Stored items
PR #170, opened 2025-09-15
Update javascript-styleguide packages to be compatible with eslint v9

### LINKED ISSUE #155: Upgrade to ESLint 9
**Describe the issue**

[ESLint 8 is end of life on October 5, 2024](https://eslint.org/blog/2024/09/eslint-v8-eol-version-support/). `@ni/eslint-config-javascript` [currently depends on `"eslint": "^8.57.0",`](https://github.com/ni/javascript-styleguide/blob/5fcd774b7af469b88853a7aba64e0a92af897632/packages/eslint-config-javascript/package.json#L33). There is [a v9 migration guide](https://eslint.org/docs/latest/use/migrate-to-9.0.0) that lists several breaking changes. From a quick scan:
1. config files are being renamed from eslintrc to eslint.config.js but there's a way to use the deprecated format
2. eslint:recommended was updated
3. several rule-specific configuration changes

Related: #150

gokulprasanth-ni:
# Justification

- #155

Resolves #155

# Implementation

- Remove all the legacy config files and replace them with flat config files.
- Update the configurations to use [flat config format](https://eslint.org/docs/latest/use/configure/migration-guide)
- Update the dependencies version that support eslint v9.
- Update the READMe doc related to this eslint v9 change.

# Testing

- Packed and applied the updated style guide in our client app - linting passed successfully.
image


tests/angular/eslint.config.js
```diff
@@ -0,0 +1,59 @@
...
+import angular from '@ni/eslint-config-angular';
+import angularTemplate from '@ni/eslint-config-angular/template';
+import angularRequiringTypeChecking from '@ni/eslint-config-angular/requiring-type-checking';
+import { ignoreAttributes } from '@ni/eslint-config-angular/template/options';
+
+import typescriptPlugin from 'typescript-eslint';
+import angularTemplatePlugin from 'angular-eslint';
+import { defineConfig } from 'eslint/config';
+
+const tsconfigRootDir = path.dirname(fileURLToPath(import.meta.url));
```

[Work task]: Every entry must be duplicated exactly as it was written.

[Written answer]:
PR #170, opened 2025-09-15
Update javascript-styleguide packages to be compatible with eslint v9

### LINKED ISSUE #155: Upgrade to ESLint 9
**Describe the issue**

[ESLint 8 is end of life on October 5, 2024](https://eslint.org/blog/2024/09/eslint-v8-eol-version-support/). `@ni/eslint-config-javascript` [currently depends on `"eslint": "^8.57.0",`](https://github.com/ni/javascript-styleguide/blob/5fcd774b7af469b88853a7aba64e0a92af897632/packages/eslint-config-javascript/package.json#L33). There is [a v9 migration guide](https://eslint.org/docs/latest/use/migrate-to-9.0.0) that lists several breaking changes. From a quick scan:
1. config files are being renamed from eslintrc to eslint.config.js but there's a way to use the deprecated format
2. eslint:recommended was updated
3. several rule-specific configuration changes

Related: #150

gokulprasanth-ni:
# Justification

- #155

Resolves #155

# Implementation

- Remove all the legacy config files and replace them with flat config files.
- Update the configurations to use [flat config format](https://eslint.org/docs/latest/use/configure/migration-guide)
- Update the dependencies version that support eslint v9.
- Update the READMe doc related to this eslint v9 change.

# Testing

- Packed and applied the updated style guide in our client app - linting passed successfully.
image


tests/angular/eslint.config.js
```diff
@@ -0,0 +1,59 @@
...
+import angular from '@ni/eslint-config-angular';
+import angularTemplate from '@ni/eslint-config-angular/template';
+import angularRequiringTypeChecking from '@ni/eslint-config-angular/requiring-type-checking';
+import { ignoreAttributes } from '@ni/eslint-config-angular/template/options';
+
+import typescriptPlugin from 'typescript-eslint';
+import angularTemplatePlugin from 'angular-eslint';
+import { defineConfig } from 'eslint/config';
+
+const tsconfigRootDir = path.dirname(fileURLToPath(import.meta.url));
```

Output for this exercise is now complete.